As you know, today I came in to get a wart frozen off. When you finished freezing the wart, you asked me if I ever played with liquid nitrogen. I said no. You said it was “really cool.” I replied that those kind of things don’t interest me — “which is why you’re a doctor and I’m not,” I said.

Without warning and without asking my permission, you abruptly poured liquid nitrogen from the cup directly onto the examining table, right next to my exposed skin. Shocked and frightened, I jerked my legs back and away from the liquid nitrogen, which was bubbling around on the table. You then emptied the rest of the cup onto the same place. I was too stunned to say anything but managed to ask if the substance evaporates — trying to gauge how dangerous it might be and whether I would have to worry about spillage on the floor, as I went to get my shoes.

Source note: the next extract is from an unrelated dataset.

Issue #1907, opened 2026-06-09
name_residual_anywhere audit is systemically incomplete — 6 of ~15 per-instance stores, name-only (the teardown-leak class keeps recurring because the oracle can't catch it)


suzuke:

It was at that time that I noticed a mild stinging in my right eye. It has been two and a half hours, and my eye still doesn’t feel right. I just left a message for the doctor on call, concerned that my eye may have been irritated by a splash or vapor from the liquid nitrogen. While waiting for a call back, I looked up information about liquid nitrogen on the Internet, and this is what I found:

“Skin contact with liquid nitrogen or cold nitrogen gas may cause severe cold burns, comparable with those caused by boiling water…The eyes are particularly susceptible – even small splashes of liquid nitrogen, or short exposures to cold vapour or gas, may cause instant freezing of eye tissues and permanent damage…Vapor may cause a stinging sensation.”

I am now even more frightened and praying that your actions have not caused some kind of damage to my eye. Regardless of whether it has or hasn’t, your behavior was totally inappropriate and unprofessional. It frightened me, undermined the trust I extended to you as a doctor, potentially put my health at risk, and is taking time and attention I need for other matters. Not only am I scared, I am angry.